A Multimodal Transformer-Based Framework for Emotion Analysis in Multilingual Video Content †


Yakut S., Tuten Y. T., Caglar E., AKTAŞ M. S.

Computers, cilt.15, sa.2, 2026 (ESCI, Scopus) identifier identifier

  • Yayın Türü: Makale / Tam Makale
  • Cilt numarası: 15 Sayı: 2
  • Basım Tarihi: 2026
  • Doi Numarası: 10.3390/computers15020077
  • Dergi Adı: Computers
  • Derginin Tarandığı İndeksler: Emerging Sources Citation Index (ESCI), Scopus, Aerospace Database, Compendex, INSPEC, Directory of Open Access Journals
  • Anahtar Kelimeler: anxiety, boredom, CNN, cognitive load, computer vision, deep learning, emotion recognition, facial expression recognition (FER), fatigue, stress, transformer
  • Yıldız Teknik Üniversitesi Adresli: Evet

Özet

This research addresses the challenge of inferring complex psychological states, including stress, fatigue, anxiety, cognitive load, and boredom, from facial expressions.
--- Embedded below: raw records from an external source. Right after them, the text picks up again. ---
PR #1440, opened 2017-03-03
Clear parcoords canvas specially if no panels exist

monfera:
Reason: if there's no panel, then the panel redaw loop will not enter the loop body that also clears the canvas, causing uncleared lines when only 0 or 1 dimension exists (as visible dimensions) after rendering, then making other dimensions go invisible with `Plotly.restyle`.


etpinard:
Great! Can you add a test case to :lock: this down?

etpinard:
This fix would be nice addition to the next patch release `1.24.1`. @monfera have you had the time to think about a way to add a test case?

monfera:
@etienne my conclusion from our chat is that we'll need to persist the regl object on the <canvas> element; it'll make it possible to have access to it for testing. I can go ahead with it today.

monfera:
@etpinard specifically, we already bind (with D3) the lineLayer object that has a readPixel method for picking - I'll just make a similar method for reading all pixels in a rectangle, so no need for the entire regl object.

etpinard:
> specifically, we already bind (with D3) the lineLayer object that has a readPixel method for picking - I'll just make a similar method for reading all pixels in a rectangle, so no need for the entire regl object.

Sounds good. Thanks!

Issue #1267, opened 2016-12-22
scatter3d traces don't respect trace order when toggled 


etpinard:
See http://codepen.io/etpinard/pen/oYOMZO

![gifrecord_2016-12-22_143738](https://cloud.githubusercontent.com/assets/6675409/21437873/48c19b00-c854-11e6-9963-bd30981bfdd7.gif)

etpinard:
cc @dfcreative

alexcjohnson:
#1466 at least makes the behavior not be path-dependent, so that's good. But there's a bigger issue here: points aren't ordered by depth across traces. The trace that was drawn last always has all its points in front of the other traces, even if they are really farther away. It turns out this is only an issue for traces with opacity. If I change the traces in http://codepen.io/etpinard/pen/oYOMZO to `opacity: 1` I see a mixture of blue and grey throughout, not one color dominant throughout the dense middle part:

![screen shot 2017-03-13 at 4 58 35 pm](https://cloud.githubusercontent.com/assets/2678795/23875549/3daa3ef6-0810-11e7-8a2c-90daecd53c65.png)

This seems to me frankly a major bug for partly-transparent traces. It means the essential 3d-ness of the plot is silently lost, making you think the last trace drawn has a greater extent than the others or something...

rreusser:
[Painter's algorithm](https://en.wikipedia.org/wiki/Painter's_algorithm) is one solution, but that means view-dependent sorting. Unfortunately [order-independent transparency](https://en.wikipedia.org/wiki/Order-independent_transparency) tends to be pretty nontrivial to the best of my knowledge. 😞

dfcreative:
Seems that we have to do single gl-scatter3d render pass for accumulated data, logically. Trying to figure out how are we doing that now.

etpinard:
cc @archmoj

archmoj:
Issue example displayed in a candidate patch: [codepen](https://codepen.io/MojtabaSamimi/pen/XvEXaB?editors=1000).

brianpenghe:
I also have this issue when having opacity = 1. Any solutions?

drscotthawley:
Wow, 4 years old and still no solution.   How can we help? 

Currently seeing this: If I start with the first figure and rotate it a bit toward the right such that the blue points should be in front of the brown points,.... the blue points disappear completely ?? 

[...]

PR #1444, opened 2017-03-03
scattergl lazy init

etpinard:
Instead of initialising 1 `gl-line2d`, 2 `gl-error2d`, 1 `gl-scatter2d` and 1 `gl-scatter2d-(fancy|sdf)` object per `scattergl` why not intialize only the part(s) we need?

On a 5-trace graph of 10,000 pts each, that amounts to a ~300ms-faster `plot` call :racehorse: 

image


src/traces/scattergl/convert.js
```diff
@@ -264,6 +290,15 @@ proto.update = function(options) {
         this.updateFast(options);
     }
 
+    // sort objects so that order is preserve on updates:
+    // - lines
+    // - errorX
+    // - errorY
+    // - markers
+    this.scene.glplot.objects.sort(function(a, b) {
```
etpinard: This part isn't quite right. We'll have to consider trace order too, fix coming on Monday.

The same technique might be extended to 3D to fix https://github.com/plotly/plotly.js/issues/1267

etpinard: done in 81d3bf68d483c2d702a7108026893745a09baaf3

src/traces/scattergl/convert.js
```diff
@@ -100,16 +97,47 @@ function LineWithMarkers(scene, uid) {
...
+    var obj = null;
+
+    function update() {
+        if(!obj) {
+            obj = createFn(glplot, options);
+            obj._trace = _this;
+            obj._index = objIndex;
+        }
+        obj.update(options);
+        return obj;
```
alexcjohnson: what are the `return obj` statements for? Seems like it's meant for method chaining, but then wouldn't it be `return _this`? This way seems dangerous to me since `obj` can be (and very often is) `null`.

alexcjohnson: or no, I guess not `_this`, but the object you create and return [below](https://github.com/plotly/plotly.js/pull/1444/files#diff-202416f5e6d665625197b3b4abf2e142R133)

etpinard: Ha good eyes. I should've :hocho: before pushing. We don't need to support method chaining here (why we anyone clear and/or update and/or dispose in the same statement?) 

:hocho: :hocho: :hocho:

etpinard: done in 34ea31e9d58790928020f4fa7a6b982d6985ae16

alexcjohnson:
💃  nice 🐎 !

Issue #1446, opened 2017-03-06
Latest release leads to infinite loops when calling `restyle` on `plotly_hover`


jayfresh:
Since the latest release, using the hover and unhover events seems to throw a lot of JavaScript errors, ultimately locking up the browser. The easiest way to see this is on the hover event example on the Plotly docs: https://plot.ly/javascript/plotlyjs-events/#hover-event with accompanying codepen here: http://codepen.io/plotly/pen/xgxbrj.

I've tested that this doesn't happen locally for v1.23.1 (and there aren't any "hover" changes in v1.23.2 so I expect that would work, but https://cdn.plot.ly/plotly-1.23.2.min.js is not available).

etpinard:
Thanks for the report.

I suspect https://github.com/plotly/plotly.js/issues/1274 and/or https://github.com/plotly/plotly.js/pull/1376 could have broken your example.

We propose an interpretable, literature-informed emotion-weighting methodology that transforms the eight-emotion probability outputs of facial emotion recognition models into continuous estimates of these five psychological states using weights derived from the Valence–Arousal framework, providing a principled bridge between discrete emotion predictions and higher-level affective constructs. The proposed formulation is evaluated across six representative deep learning architectures—a baseline CNN (ResNet-50), a modern CNN (ConvNeXt), a hybrid attention-based model (DDAMFN), and three Transformer-based models (ViT, BEiT, and Swin). Our results demonstrate that strong performance on discrete FER tasks does not directly translate to consistent behavior in complex state inference; instead, architectures capable of preserving subtle and distributed affective cues yield more stable and interpretable state estimates, with DDAMFN and Vision Transformer models exhibiting the most consistent performance across the evaluated psychological states. These findings highlight the central role of the proposed emotion-weighting formulation and the importance of architecture selection beyond categorical accuracy in complex affective state analysis.